I use W. D. Davies and D. C. Allison’s The Gospel According to Matthew vol. 1. T & T Clark, Ltd. and R. T. France’s The Gospel of Matthew. William B. Eerdmans Publishing Co. FFS is my book, For Us and For Our Salvation.

All biblical references are from the New American Bible (revised edition) NABre.

 

               Sunday’s Gospel communicates the nature of the place where Jesus ministered and the Lord’s desire for community.

           Danger was in the air. The Baptist was arrested. Danger had accompanied Jesus from his birth. King Herod wanted Jesus dead (2:13-18). His family fled to Egypt. When they returned, they went to Galilee, away from the political and religious authorities (4:22/23).
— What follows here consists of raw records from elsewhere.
PR #14699, opened 2024-11-20
feat(sdk-package): call apis directly from client sdk

TheBestMoshe:
## WHY

Currently, the Pipedream Connect SDK only supports calling API endpoints from the server. This means that all client side calls need to be proxied by a trusted server.

This PR adds support for calling most API endpoints directly from the client.

## Release Notes

- **New Features**
	- Introduced a command-line interface (CLI) for interacting with the Pipedream Connect API, including commands for managing projects, accounts, and components.
	- Added `BrowserAsyncResponseManager` and `ServerAsyncResponseManager` classes for improved asynchronous response handling in browser and server contexts.
	- Updated the SDK to version 1.0.6, allowing the use of client Connect tokens for API calls directly from the client.

- **Improvements**
	- Enhanced token management in the `BrowserClient` with new methods for token retrieval and caching.
	- Updated configuration options for clients, allowing for more flexibility in API interactions.
	- Deprecated the `environments` property on the `createFrontendClient` method, streamlining client configuration.

- **Bug Fixes**
	- Improved error handling and response validation in test cases and client methods.

- **Documentation**
	- Updated type definitions and comments for better clarity on new functionalities and configurations.

### DIFF
--- a/packages/sdk/src/browser/index.ts
+++ b/packages/sdk/src/browser/index.ts
@@ -19,8 +19,7 @@ export type * from "../shared";
  */
 type CreateBrowserClientOpts = {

As a young man, Jesus went south to Judea to join John’s movement (3:1). When Archelaus arrested John, Jesus “withdrew” (4:12) to Galilee.
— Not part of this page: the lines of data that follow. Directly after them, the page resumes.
PR #14831, opened 2024-12-04
Docusign - Download Documents

### LINKED ISSUE #14805: [Action] Docusign - Download Envelope Documents
This request is to add a new action called `Download Envelope Documents`.

The prop should enable the end-user to download envelope documents to /tmp by returning a documents object with a fileUrl path to /tmp. 
https://developers.docusign.com/docs/esign-rest-api/how-to/download-envelope-documents/

Download options:
- All Documents (PDF)
- All Documents (Zip)
- Certificate (PDF)
- Portfolio (PDF)

> The document ID specifies the document or documents that you want to download. You can use the document ID itself or one of the following keywords.
combined: Retrieves a PDF file that contains the combined content of all of the documents. If the account option Attach certification of completion to envelope is on, then the Certificate of Completion is also included in the PDF file. You set this account option in the Admin tool on the Signing Settings screen, or by setting the attachCompletedEnvelope property in the accountSettings object to true.
archive: Retrieves a ZIP archive that contains all of the PDF documents and the Certificate of Completion.
certificate: Retrieves the Certificate of Completion as a PDF file.
portfolio: Retrieves the envelope documents as a [PDF portfolio](https://helpx.adobe.com/acrobat/using/overview-pdf-portfolios.html).

Here is an example of how another competitive product handles this for reference - I think that the way we present this will offer additional functionality over this.
Screenshot 2024-12-02 at 11 58 39 AM

michelle0927:
Created new action "Download Documents" instead of adding a prop to New Change in Envelope Status because sources/triggers do not have access to the `/tmp` directory for a workflow.

Resolves #14805 

## Summary by CodeRabbit

- **New Features**
	- Introduced a module for downloading documents from DocuSign envelopes, allowing users to download documents in various formats.
	- Users can dynamically select envelope IDs and specify filenames for downloaded documents.

- **Bug Fixes**
	- Improved error handling during document downloads.

- **Chores**
	- Updated the version of the `@pipedream/docusign` package from 0.2.0 to 0.2.1.

### DIFF
--- a/components/docusign/actions/download-documents/download-documents.mjs
+++ b/components/docusign/actions/download-documents/download-documents.mjs
@@ -1,0 +1,110 @@
+import docusign from "../../docusign.app.mjs";
+import fs from "fs";
+
+export default {
+  key: "docusign-download-documents",
+  name: "Download Documents",
+  description: "Download the documents of an envelope to the /tmp directory. [See the documentation here](https://developers.docusign.com/docs/esign-rest-api/how-to/download-envelope-documents/)",
+  version: "0.0.1",
+  type: "action",
+  props: {
+    docusign,
+    account: {
+      propDefinition: [
+        docusign,
+        "account",
+      ],
+    },
+    envelopeId: {
+      type: "string",
+      label: "Envelope ID",
+      description: "Identifier of the envelope to download documents from",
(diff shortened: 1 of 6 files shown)


luancazarine (approved):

           In those days, Galilee was a strange place for a religious leader. It was in northern Israel, the first part of Israel to experience foreign invasions, first the Assyrians, then the Babylonians, the Persians, the Greeks, and the Romans. Some invaders settled in Galilee. It was called pagan Galilee or Galilee of the Gentiles (4:15)—a place of darkness (4:16). Galilee was diverse when Jewish people maintained strong social boundaries. Some Rabbis discouraged any contact with others. Matthew thought the mix created the right place for the Messiah. He told of the Magi from the East visiting the infant Jesus. Matthew wrote that John the Baptist said God could raise up children of Abraham from stones (3:9). And recall how the Lord’s genealogy implied that those who live in Christ become adoptees in the Lord’s family.

           At first, Jesus preached what John had preached (compare 3:2 and 4:17). The Kingdom of God or the Kingdom of Heaven is neither a bloodline, tribe, race, or people, nor is it a place, nation, or land. The Kingdom is “the transformation of the world, the restoration of an idyllic, paradisial state in which God’s will would be perfectly realized” (Davis and Allison, vol. 1, p. 389). The Kingdom is a state of mind, of spirit, and heart. To enter, one must repent, changing one’s life, perspective, and vision. Jesus proclaimed it is near, at hand, open to anyone with a change of heart.

           Jesus began to gather His community, Peter and Andrew, James and John. From this point until Jesus’s arrest at Gethsemane (26:56), Jesus was always with His community (French p. 145). The new disciples changed their lives. Peter and Andrew “left their nets and followed him” (4:20). James and John “left their boat and their father and followed him” (4:22). The point is sacrificial obedience, not giving up material things. Leaving their father may signal that Jesus’s community excluded the family structure that posits absolute male domination of a household (see FFS p. 65/66). If this is a correct interpretation, setting aside patriarchy implies the Lord’s inclusive nature; Jesus counts in women and children.

           Jesus had just begun his ministry. The disciple’s attraction resulted only from the Lord’s call. Why join the new movement? They may have changed their lives because of hope: hope for a new type of person, new social interaction, a new community.